*** Opening Given information ***

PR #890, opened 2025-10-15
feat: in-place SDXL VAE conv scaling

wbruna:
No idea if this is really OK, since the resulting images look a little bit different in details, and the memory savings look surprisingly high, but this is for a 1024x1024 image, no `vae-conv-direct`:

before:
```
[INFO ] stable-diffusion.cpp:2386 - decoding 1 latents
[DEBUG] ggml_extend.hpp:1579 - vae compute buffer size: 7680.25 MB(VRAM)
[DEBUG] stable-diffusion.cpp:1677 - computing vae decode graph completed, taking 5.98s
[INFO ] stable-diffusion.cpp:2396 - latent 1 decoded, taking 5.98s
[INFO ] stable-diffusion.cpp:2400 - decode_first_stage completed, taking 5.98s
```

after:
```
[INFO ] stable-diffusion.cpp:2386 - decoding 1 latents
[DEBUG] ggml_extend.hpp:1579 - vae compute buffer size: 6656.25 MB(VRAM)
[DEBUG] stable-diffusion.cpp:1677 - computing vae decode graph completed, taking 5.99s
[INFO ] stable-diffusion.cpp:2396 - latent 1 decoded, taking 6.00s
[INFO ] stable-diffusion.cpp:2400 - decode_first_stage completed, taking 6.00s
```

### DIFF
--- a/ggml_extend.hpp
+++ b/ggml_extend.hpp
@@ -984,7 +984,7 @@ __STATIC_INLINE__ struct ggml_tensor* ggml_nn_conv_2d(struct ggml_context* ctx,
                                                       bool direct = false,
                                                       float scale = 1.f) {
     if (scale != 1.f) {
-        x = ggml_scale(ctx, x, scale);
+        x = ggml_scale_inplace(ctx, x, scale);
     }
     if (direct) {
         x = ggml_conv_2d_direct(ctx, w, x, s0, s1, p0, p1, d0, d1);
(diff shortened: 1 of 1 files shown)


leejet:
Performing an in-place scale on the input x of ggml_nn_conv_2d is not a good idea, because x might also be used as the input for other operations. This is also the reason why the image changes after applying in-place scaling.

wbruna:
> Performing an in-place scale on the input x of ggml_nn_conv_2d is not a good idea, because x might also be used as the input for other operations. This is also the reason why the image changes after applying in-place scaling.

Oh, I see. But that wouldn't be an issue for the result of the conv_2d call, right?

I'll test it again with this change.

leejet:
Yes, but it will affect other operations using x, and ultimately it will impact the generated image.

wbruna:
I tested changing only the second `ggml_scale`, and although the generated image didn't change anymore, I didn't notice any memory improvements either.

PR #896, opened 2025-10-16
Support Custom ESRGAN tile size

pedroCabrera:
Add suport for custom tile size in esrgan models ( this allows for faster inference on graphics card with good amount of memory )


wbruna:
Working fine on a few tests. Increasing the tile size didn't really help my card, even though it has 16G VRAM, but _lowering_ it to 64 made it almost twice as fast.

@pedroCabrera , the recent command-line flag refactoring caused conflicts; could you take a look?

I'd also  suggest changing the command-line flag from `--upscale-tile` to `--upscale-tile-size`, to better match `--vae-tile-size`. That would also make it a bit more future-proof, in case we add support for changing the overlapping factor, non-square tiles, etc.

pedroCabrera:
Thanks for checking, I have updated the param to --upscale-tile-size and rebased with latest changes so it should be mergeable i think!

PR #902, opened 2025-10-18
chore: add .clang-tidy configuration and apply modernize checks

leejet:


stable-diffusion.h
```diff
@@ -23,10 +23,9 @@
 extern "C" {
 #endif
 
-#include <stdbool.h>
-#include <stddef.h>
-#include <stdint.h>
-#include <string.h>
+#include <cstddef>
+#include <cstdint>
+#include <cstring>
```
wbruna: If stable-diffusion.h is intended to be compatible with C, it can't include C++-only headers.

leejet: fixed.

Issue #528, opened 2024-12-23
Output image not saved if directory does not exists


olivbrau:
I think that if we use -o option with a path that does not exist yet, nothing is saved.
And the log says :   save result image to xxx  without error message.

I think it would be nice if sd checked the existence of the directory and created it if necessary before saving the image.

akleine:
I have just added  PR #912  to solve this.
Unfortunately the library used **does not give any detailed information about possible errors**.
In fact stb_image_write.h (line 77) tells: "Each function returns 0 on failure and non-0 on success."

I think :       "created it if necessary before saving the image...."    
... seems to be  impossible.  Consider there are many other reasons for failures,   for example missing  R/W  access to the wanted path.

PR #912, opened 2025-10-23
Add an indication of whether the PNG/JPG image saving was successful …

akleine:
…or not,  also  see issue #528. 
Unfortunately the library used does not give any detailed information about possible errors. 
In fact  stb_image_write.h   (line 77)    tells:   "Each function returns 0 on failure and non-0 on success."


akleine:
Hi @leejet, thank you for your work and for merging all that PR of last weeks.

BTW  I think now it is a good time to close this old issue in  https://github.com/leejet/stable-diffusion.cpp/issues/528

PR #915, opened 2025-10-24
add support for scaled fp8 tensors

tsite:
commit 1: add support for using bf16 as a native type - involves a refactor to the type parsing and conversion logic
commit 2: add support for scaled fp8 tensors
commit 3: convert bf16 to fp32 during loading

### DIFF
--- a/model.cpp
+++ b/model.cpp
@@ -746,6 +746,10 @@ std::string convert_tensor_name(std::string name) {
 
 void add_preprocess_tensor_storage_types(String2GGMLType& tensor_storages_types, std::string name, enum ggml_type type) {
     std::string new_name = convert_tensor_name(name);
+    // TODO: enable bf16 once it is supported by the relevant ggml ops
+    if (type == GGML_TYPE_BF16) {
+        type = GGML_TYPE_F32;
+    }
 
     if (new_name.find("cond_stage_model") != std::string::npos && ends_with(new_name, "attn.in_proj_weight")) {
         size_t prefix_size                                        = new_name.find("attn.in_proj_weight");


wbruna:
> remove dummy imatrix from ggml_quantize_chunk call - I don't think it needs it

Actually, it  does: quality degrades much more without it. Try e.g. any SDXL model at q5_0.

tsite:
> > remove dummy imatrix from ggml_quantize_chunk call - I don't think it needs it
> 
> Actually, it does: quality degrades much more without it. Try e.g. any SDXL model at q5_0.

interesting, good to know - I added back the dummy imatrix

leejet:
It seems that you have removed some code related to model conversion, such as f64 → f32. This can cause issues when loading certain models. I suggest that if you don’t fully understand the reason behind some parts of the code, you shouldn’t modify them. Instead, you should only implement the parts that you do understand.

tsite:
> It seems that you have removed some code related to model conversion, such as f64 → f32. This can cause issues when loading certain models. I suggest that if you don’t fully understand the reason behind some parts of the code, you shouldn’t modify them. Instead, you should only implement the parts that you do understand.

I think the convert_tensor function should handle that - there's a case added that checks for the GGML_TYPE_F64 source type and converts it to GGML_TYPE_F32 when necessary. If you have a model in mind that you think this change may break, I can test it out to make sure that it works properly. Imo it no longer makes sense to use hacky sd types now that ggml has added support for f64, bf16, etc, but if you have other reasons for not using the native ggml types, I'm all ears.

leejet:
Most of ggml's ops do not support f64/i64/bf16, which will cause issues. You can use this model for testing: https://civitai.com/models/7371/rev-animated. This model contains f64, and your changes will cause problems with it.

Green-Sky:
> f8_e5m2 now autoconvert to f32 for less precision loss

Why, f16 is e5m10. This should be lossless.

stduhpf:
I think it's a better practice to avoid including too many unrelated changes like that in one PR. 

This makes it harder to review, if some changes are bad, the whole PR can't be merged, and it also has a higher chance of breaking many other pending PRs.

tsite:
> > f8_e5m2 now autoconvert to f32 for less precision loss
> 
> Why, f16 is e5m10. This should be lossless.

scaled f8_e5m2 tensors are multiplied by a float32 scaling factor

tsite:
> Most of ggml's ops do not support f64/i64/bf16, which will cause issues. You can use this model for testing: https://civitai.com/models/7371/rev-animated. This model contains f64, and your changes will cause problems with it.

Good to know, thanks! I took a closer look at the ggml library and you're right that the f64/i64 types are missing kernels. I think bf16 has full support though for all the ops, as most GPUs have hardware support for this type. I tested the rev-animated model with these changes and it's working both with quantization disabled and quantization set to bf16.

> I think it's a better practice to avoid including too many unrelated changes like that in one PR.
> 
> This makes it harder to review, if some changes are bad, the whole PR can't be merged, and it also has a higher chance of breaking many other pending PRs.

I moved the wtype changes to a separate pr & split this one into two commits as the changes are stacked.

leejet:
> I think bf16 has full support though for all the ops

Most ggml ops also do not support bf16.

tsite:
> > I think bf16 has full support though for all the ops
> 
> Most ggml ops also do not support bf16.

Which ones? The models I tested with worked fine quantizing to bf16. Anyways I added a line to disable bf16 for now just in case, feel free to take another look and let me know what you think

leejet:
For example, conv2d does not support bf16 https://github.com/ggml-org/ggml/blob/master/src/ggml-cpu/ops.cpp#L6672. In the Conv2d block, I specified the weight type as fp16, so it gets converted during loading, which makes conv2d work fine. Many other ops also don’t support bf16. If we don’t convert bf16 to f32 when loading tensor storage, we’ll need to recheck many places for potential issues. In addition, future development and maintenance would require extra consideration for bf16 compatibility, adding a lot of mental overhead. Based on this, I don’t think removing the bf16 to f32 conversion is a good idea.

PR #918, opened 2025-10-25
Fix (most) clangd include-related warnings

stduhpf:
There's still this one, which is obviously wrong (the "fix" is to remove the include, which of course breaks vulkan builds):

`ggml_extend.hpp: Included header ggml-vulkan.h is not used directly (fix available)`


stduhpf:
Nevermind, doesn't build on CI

*** Closing Given information ***

◆ Aim of the exercise
Sift through the material above and copy each line that holds "returns".

◆ Expected output
In fact stb_image_write.h (line 77) tells: "Each function returns 0 on failure and non-0 on success."
In fact  stb_image_write.h   (line 77)    tells:   "Each function returns 0 on failure and non-0 on success."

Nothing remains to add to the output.